A readaptação de um ex-presidiário à sociedade é algo tão raro no Brasil que, quando acontece, vira notícia. Essa é a história de vida de Luiz Alberto Mendes, que, depois de 31 anos e dez meses na prisão, condenado a uma pena de 74 anos por homicídio e assalto a mão armada, entre outros crimes, tornou-se escritor. Em agosto, Às Cegas, seu terceiro livro publicado, concorreu ao Prê-mio Jabuti na categoria biografia (perdeu para Ruy Castro e seu Carmen).
O autor chamou atenção ainda nos tempos de cárcere, em 2001, quando venceu o concurso literário interno do Complexo do Carandiru, em São Paulo, com o conto "Cela-forte". Drauzio Varella, Arnaldo Antunes e Fernando Bonassi eram os jurados. Pouco depois, o Professor, como Mendes era conhecido na prisão, mostrou os esboços de suas memórias para Bonassi, que logo viu no texto uma "obra acabada". Sua escrita pontuada por frases curtas e linguajar das ruas constrói sua autobiografia, em processo que já foi descrito como "arqueologia da memória".
Retomando suas relações com o pai, que batia nele e o chamava de débil mental, e a mãe, que o considerava santo, Mendes narra o envolvimento com o crime, as relações amorosas, as amizades e as sucessivas passagens por reformatórios e prisões, até a descoberta da literatura. O livro publicado chamou atenção e o detento logo virou colunista da Revista Trip.
Hoje, em liberdade, escreve contos, crônicas, resenhas, peças de teatro e está na vice-presidência da ONG Instituto de Defesa dos Direitos Humanos.
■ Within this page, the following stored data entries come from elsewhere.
PR #7550, opened 2020-01-06
Enable parallel specs again

deivid-rodriguez:

The problem was that specs are slow.

My fix is to run them in parallel.

We enabled this a while ago, but run into some issues. I want to try again.


deivid-rodriguez:
It looks like this is working, let's try this!

@bundlerbot merge

PR #7554, opened 2020-01-08
Fix ruby version parsing in compact index

kou:

The end-user can't use multiple Ruby version requirements (e.g. ">= 2.2, < 2.7.dev") provided by each gem to resolve suitable version. 

See also: https://github.com/bundler/bundler/pull/7522#issuecomment-571090513

https://rubygems.org/info/ffi returns the following information:

```text
1.11.3-x86-mingw32 |checksum:99e4845796c8dec1c3fc80dc772860a01633b33291bd7534007f5c7724f0b876,ruby:>= 2.2, < 2.7.dev
```

The current parser doesn't parse the line correctly. It drops "< 2.7.dev" requirement for Ruby version.

It means that the parsed requirement is "ruby >= 2.2" instead of "ruby >=2.2 && ruby < 2.7.dev".

I implemented a new parsing logic for "requirements". It assumes that "requirements" has at most three fields: "checksum", "ruby" and "rubygems". Because https://github.com/rubygems/compact_index/blob/master/lib/compact_index/gem_version.rb#L26-L28 implements so.

I chose this fix because it's difficult to implement generic parsing logic without "," escape in version. For example, "," leading to "2.2" and "," leading to "2.7.dev" in "ruby:>= 2.2, < 2.7.dev,rubygems:> 1.3.1" are conflict. We need to know field name such as "ruby" and "rubygems" to detect "," as field delimiter.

Esteve em Curitiba na semana passada para servir de consultor nos ensaios do longa-metragem Estômago, que começa a ser rodado na próxima semana, com direção de Marcos Jorge. A reportagem do Caderno G conversou com o escritor na desativada Prisão Provisória do Ahú, que servirá de locação para o longa.
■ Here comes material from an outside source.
PR #7558, opened 2020-01-09
Remove usused code and simplify concat method

larskanis:
The unused code is a leftover from commit 38b0e7ed64c3ca1c40f43c5aa9a1ead2f6cd7049 .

"Eles me chamaram porque não sabiam nada da vida na prisão. Então eu ajudei a construir os personagens", conta Mendes, procurado ainda na fase de escrita do roteiro. Uma intervenção sua, por exemplo, mudou o nome de um personagem, erroneamente chamado de Talarico, o que, como Mendes descobriu na prisão, designava o homem que dormia com a mulher dos outros.
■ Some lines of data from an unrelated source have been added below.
PR #7559, opened 2020-01-09
Reactivate usused code for ruby version resolution

larskanis:
The code was changed in commit 38b0e7ed64c3ca1c40f43c5aa9a1ead2f6cd7049 so that RubyVersion.system was no longer respected. This is reactivated now and specs are adjusted accordingly.

Not known.

I read the bundler source code and noticed this.

My fix re-adds the ruby version as it was before commit 38b0e7ed64c3ca1c40f43c5aa9a1ead2f6cd7049 , since it seems to be a mistake.

As a alternative I added #7558 that removes the code in question.

### DIFF
--- a/lib/bundler/definition.rb
+++ b/lib/bundler/definition.rb
@@ -860,8 +860,8 @@ module Bundler
       @metadata_dependencies ||= begin
         ruby_versions = concat_ruby_version_requirements(@ruby_version)
         if ruby_versions.empty? || !@ruby_version.exact?
-          concat_ruby_version_requirements(RubyVersion.system)
-          concat_ruby_version_requirements(locked_ruby_version_object) unless @unlock[:ruby]
+          concat_ruby_version_requirements(RubyVersion.system, ruby_versions)
+          concat_ruby_version_requirements(locked_ruby_version_object, ruby_versions) unless @unlock[:ruby]
         end
         [
           Dependency.new("Ruby\0", ruby_versions),
--- a/spec/install/gems/resolving_spec.rb
+++ b/spec/install/gems/resolving_spec.rb
@@ -194,7 +194,7 @@ RSpec.describe "bundle install with install-time dependencies" do
 
       describe "with a < requirement" do
         let(:ruby_requirement) { %("< 5000") }
-        let(:error_message_requirement) { "< 5000" }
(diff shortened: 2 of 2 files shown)


deivid-rodriguez:
Thanks @larskanis! Do you have any particular preference? Intuitively to me, less code is better than more code, so I would go with #7558. @kou any opinion?

kou:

Também esclareceu dúvidas dos atores. "Tem um personagem que é meio louco no filme e me perguntaram como é o maluco da cadeia. Eu disse que é como o maluco da rua. Então, o ator sugeriu um tique para esse cara, e aí eu falei que era aquilo mesmo, para ir tocando", relembra.
No entanto, sua participação não representa a busca de realismo, mas de uma "ficção verdadeira". "Todos os grandes pintores, os que fazem abstracionismo, antes estudaram os clássicos, suas técnicas, as texturas, as cores, e a partir daí criam um novo estilo, ou seguem um outro estilo. A música é a mesma coisa, a escrita também, e é assim no caso desse filme. É preciso conhecer o real para poder fazer uma ficção dele. Não se faz fantasia de nada, senão ela não procede e é o que acontece nos fil-mes de prisão. Aí fica falso em vez de ser fantasioso", explica Mendes.
A história do filme é sobre Raimundo Nonato, um forasteiro que muda de cidade em busca de uma vida melhor. Forçado pelas circunstâncias, ele descobrirá seu talento para a culinária. Ela será sua salvação tanto em liberdade quanto na prisão. O papel coube ao ator João Miguel, de Cinema, Aspirinas e Urubus.
Mendes aproveitou a chance para falar de sua peça, A Passagem, ainda inédita nos palcos. O tema são os detentos e a relação deles com o sistema prisional e a sociedade. "Em São Paulo, 70% dos presidiários são reincidentes. Quando o cara sai, ninguém oferece nada para ele. Mais de 50% das pessoas nas prisões não recebem visita, o que sugere que eles não têm família. Quando são libertados, eles recebem apenas o chute no pé. Sem família, sem teto, sem ajuda, quanto tempo eles podem durar? Há muitos mendigos que são ex-presidiários. A peça que estou escrevendo é sobre isso", conta o escritor, que atualmente está lendo Quando Nietzsche Chorou, de Irvin D. Yalom, e está fascinado com Fama e Anonimato, de Gay Talese.